Unlike Horman, Teruggi’s body was quickly sent back to the United States. But serious questions persist. When I saw Frank’s body, he had two or three bullet wounds in the chest area and a large, open gash on his throat. To me, the nature of the wounds suggested he had been executed. Yet when the official Chilean autopsy arrived, it reported 17 bullet wounds, more consistent with the Chilean military’s story that Teruggi, outside after curfew, was machine-gunned by a passing patrol. We also know that the FBI had documents in its files suggesting that Teruggi was helping U.S. military deserters in Germany, a bizarre charge. But if U.S. officials passed this information to the Chilean military, they would have been signing his death warrant.
In May, seated in Judge Guzmán’s chambers next to former Consul Purdy, I had an opportunity to question the man who had demonstrated an intense hostility to those U.S. citizens living in Chile in 1973 who supported the constitutional government. While this “cross-examination” cannot be made public while the case advances, I can say that Purdy’s comments would have been laughable if this were not so serious a matter. When asked to explain why the U.S. Embassy in Chile did not insist that Horman’s body be sent back immediately, Purdy said that Washington had very little influence in Chile at that time. When asked how this argument squared with the fact that the Nixon administration provided Chile with more aid in 1974 than in any previous year, Purdy seemed surprised, admitting that he “didn’t know that.” What the former consul, who still lives in Chile, did seem to know, with exquisite precision, were the political affiliations of the U.S. citizens arrested in the coup’s aftermath. While numerous presidents have cited the need to protect American lives as a rationale to send in the Marines, Consul Purdy demonstrated that politics trumped citizenship. The lesson: Don’t count on U.S. diplomatic support if you find yourself on the wrong side of U.S. policy objectives.

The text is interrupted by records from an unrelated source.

PR #6559, opened 2025-04-04
[ObjC] Parse sections containing Objective-C constants

bdash:
This adds support for the `__objc_arrayobj`, `_objc_dictobj`, `__objc_intobj`, `__objc_floatobj`, `__objc_doubleobj` and `__objc_dateobj` sections that contain Objective-C constants. These are emitted by Apple's versions of Clang for `const` literals, amongst other things.

There are a few points here where I'm not sure what the best approach is:
1. Should there be a new setting or settings to control parsing of these sections? For now I've keyed it off the setting for `CFString`, but if it stays like that the setting description will need to be updated.
2. How should the symbols for the variables in these sections be named?
3. Does it make sense to create a single `SymbolQueue` and share it between all of these functions rather than having each create its own?
4. Should this code really be doing the `BeginUndoActions` / `ForgetUndoActions` dance? I copied it from `ProcessCFStrings`. IIRC that's problematic for performance due to needing to synchronize with the main thread, and doesn't make a lot of sense for background work like this.
5. Any suggestions on how to avoid some of the duplication in this code would be appreciated. Sharing the `SymbolQueue` would simplify things slightly. 
6. This code can throw exceptions, but doesn't seem to be particularly exception safe. The `SymbolQueue` is a member variable that's a raw pointer and will leak if an exception is thrown. An exception after `BeginBulkModifySymbols` is called will leave that in an unbalanced state. These are issues are all carried over from `ProcessCFString`.

A couple of libraries that are good for testing with in the macOS shared cache:
1. ImageIO has arrays, dictionaries, floats, and doubles.
2. libXTFontStaticRegistryData.dylib has integers, dates, and data constants.

### DIFF
--- a/objectivec/objc.cpp
+++ b/objectivec/objc.cpp
@@ -1535,6 +1535,15 @@ void ObjCProcessor::ProcessObjCData()
 	m_relocationPointerRewrites.clear();
 }
 
+void ObjCProcessor::ProcessObjCLiterals()
+{
+	ProcessCFStrings();
+	ProcessNSConstantArrays();
+	ProcessNSConstantDictionaries();
+	ProcessNSConstantIntegerNumbers();
+	ProcessNSConstantFloatingPointNumbers();
+	ProcessNSConstantDatas();
+}
 
 void ObjCProcessor::ProcessCFStrings()
 {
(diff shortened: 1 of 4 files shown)


0cyn:
Merged with `d7445e23` and available in **dev versions >= 5.1.7877**

PR #6565, opened 2025-04-04
[SharedCache] Apply call type overrides to objc_msgSendSuper / objc_msgSendSuper2

bdash:
These are treated the same as `objc_msgSend` with the exception of their first argument being an `objc_super*` rather than `id`.


emesare:
image

Straightforward with good code, I am going to just go ahead and merge, seems to work well

Thanks!

PR #6576, opened 2025-04-07
[ObjC] Handle Objective-C ivars with an offset of 0

bdash:
objc-runtime-new.mm mentions an offset of 0 is used for anonymous bitfields.

There are a few libraries in the shared cache that were hitting this. Previously this would throw an exception when attempting to read from offset 0 and the types would not be applied for the ivar.


emesare:
image

image

LGTM

PR #6580, opened 2025-04-07
[SharedCache] Dont apply invalid symbols in the stub workflow

WeiN76LQh:
There was no check to ensure `symbol` actually had a value (as its a `std::optional`). This was resulting in invalid symbols being added.


emesare:
OK That should keep you as author, I just wanted to express the failure state in the return.

PR #6583, opened 2025-04-07
implement rust plugin command

### LINKED ISSUE #6362: Add PluginCommand to Rust API
This would allow us to handle interactions programmatically call plugin commands from rust, a use case can be found here:

https://github.com/Vector35/binaryninja-api/pull/6309#issuecomment-2614108163

> I know this is most likely an inappropriate place to ask, but I'm trying to understand how to run a plugin via the Rust API (BinExport) specifically. Are there any examples anywhere on how to do this? I can also ask on Slack if that's a better place?

C++ API class:

https://github.com/Vector35/binaryninja-api/blob/8767400b712f12f459556844e27d9b9f5ff037bd/binaryninjaapi.h#L14146-L14168

rbran:


rust/src/plugin_command.rs
```diff
@@ -0,0 +1,261 @@
...
+        ),
+    },
+    BNGetValidPluginCommandsForFunction, BNRegisterPluginCommandForFunction, FunctionPluginCommand, CustomFunctionPluginCommand {
+        functionCommand::functionIsValid(
+            func: *mut BNFunction: &Function = func.handle => &Function::from_raw(func),
+        ),
+    },
+    BNGetValidPluginCommandsForLowLevelILFunction, BNRegisterPluginCommandForLowLevelILFunction, LowLevelILFunctionPluginCommand, CustomLowLevelILFunctionPluginCommand {
+        lowLevelILFunctionCommand::lowLevelILFunctionIsValid(
+            // TODO I don't know what Generics should be used here
```
emesare: RegularLowLevelILFunction<CoreArchitecture>

Need to document this more... but generally use that unless you are emitting LLIL or need SSA version

rbran: `RegularLowLevelILFunction<CoreArchitecture>` with `BinaryView::default_arch`?

emesare: Looks like the LLIL function in rust needs to stop trying to track the arch at construction, i.e. do what C++ does

https://github.com/Vector35/binaryninja-api/blob/12f1e2ea803b7ebb990bef3db7c58fd10d852b1a/lowlevelil.cpp#L55-L61

IDK the implication of this, but otherwise we need to manually retrieve the underlying function object to get the architecture.

You might have ran into this with your PR https://github.com/Vector35/binaryninja-api/pull/5318

emesare: This is likely so that we get the generic A in the `arch` signature here: https://github.com/Vector35/binaryninja-api/blob/f77dbcea6074966d81a44e2ce0dd83671a056c4d/rust/src/low_level_il/function.rs#L97-L99

So we don't have another layer of indirection though the core to get at our architecture from LLIL.

emesare: Calling the default_arch obviously is not the correct move here, but you can leave it for now and add a TODO, the underlying issue is we need a way to construct the LLIL function with the function objects underlying core architecture, this is easy to "solve" with a `new` function that calls https://github.com/Vector35/binaryninja-api/blob/f77dbcea6074966d81a44e2ce0dd83671a056c4d/rust/src/low_level_il/function.rs#L153-L158 to get the function architecture

And then sets the arch handle for the LLIL function: https://github.com/Vector35/binaryninja-api/blob/f77dbcea6074966d81a44e2ce0dd83671a056c4d/rust/src/low_level_il/function.rs#L61

emesare: I think the right answer is a new `new` function that will lookup the `CoreArchitecture`. I think keeping that generic around is the right move.

EDIT: Didn't see the commit right below, ignore this message lol

PR #6621, opened 2025-04-10
implement rust language representation

### LINKED ISSUE #6484: Add language representation API to Rust
Currently the language representation API (see C++: https://github.com/Vector35/binaryninja-api/blob/dev/languagerepresentation.cpp) is only exposed in python and C++ this was done as there was a large scale refactor occurring for rust at the time. The language representation API should now be implemented in the Rust API as all of the dependent API's (text token related stuff) has been implemented and tested for the Rust render layers API.

For the rust side the render layer API offers a lot of example code that could be used as reference: https://github.com/Vector35/binaryninja-api/blob/dev/rust/src/render_layer.rs

See the C++ impl of language representation as well: https://github.com/Vector35/binaryninja-api/blob/dev/languagerepresentation.cpp

rbran:


emesare:
Merged with https://github.com/Vector35/binaryninja-api/commit/4d8feb4921cde4b70bb6db4ccd525a69205dee7f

The cases of Horman and Teruggi are part of a growing body of legal cases brought against Pinochet and his lieutenants, cases that are also drawing closer to U.S. officials involved in designing and implementing U.S. policy in Chile. Arrested during a 1998 London visit on a warrant from Spanish judge Baltazar Garzón, General Pinochet, ironically, was about to make what could be his most noted contribution to history. The British Law Lords, deciding on appeal whether Pinochet was liable to stand trial in Spain for crimes against humanity, ultimately strongly affirmed the principle that no government official could claim “sovereign immunity” from prosecution. In other words, government leaders could not escape the consequences of their actions simply by arguing that they acted as legitimate political officials.
Although Pinochet ultimately was sent back to Chile rather than to trial in Spain, the process that Garzón began would not be halted. A divided Chilean parliament stripped Pinochet of his congressional immunity and forced him to respond to one of a growing number of cases brought against him in Chile.[2] There are requests for his extradition from Spain, Belgium, France and Argentina (but not the United States). Pinochet’s lawyers have argued that he is mentally incompetent to stand trial, a case that is still before Chile’s Supreme Court, although it is likely that this court will confirm the lower court’s ruling.
The audacious actions of Baltazar Garzón and Juan Guzmán put in stark relief the Bush administration’s May 6 decision to “unsign” the treaty establishing an International Criminal Court. Under the banner of U.S. sovereignty, the administration has rejected international solutions on such diverse issues as arms control, the laws of war, human rights and environmental protection. The administration justifies this specific “unsigning” on the grounds that the criminal court will create an unchecked prosecutorial power that could bring U.S. citizens to the dock, even though the probability of successfully pursuing a politically motivated case against U.S. citizens is virtually nil. More to the point are Secretary of Defense Donald Rumsfeld’s objections. “By putting U.S. men and women in uniform at risk of politicized prosecutions,” Mr. Rumsfeld said, the court “could well create a powerful disincentive for U.S. military engagement in the world.”[3] The point remains that U.S. citizens already can be brought before foreign and international tribunals for the limited set of offenses—crimes against humanity, war crimes and genocide—in the category of “universal crimes” over which the international court will have jurisdiction with or without a U.S. signature.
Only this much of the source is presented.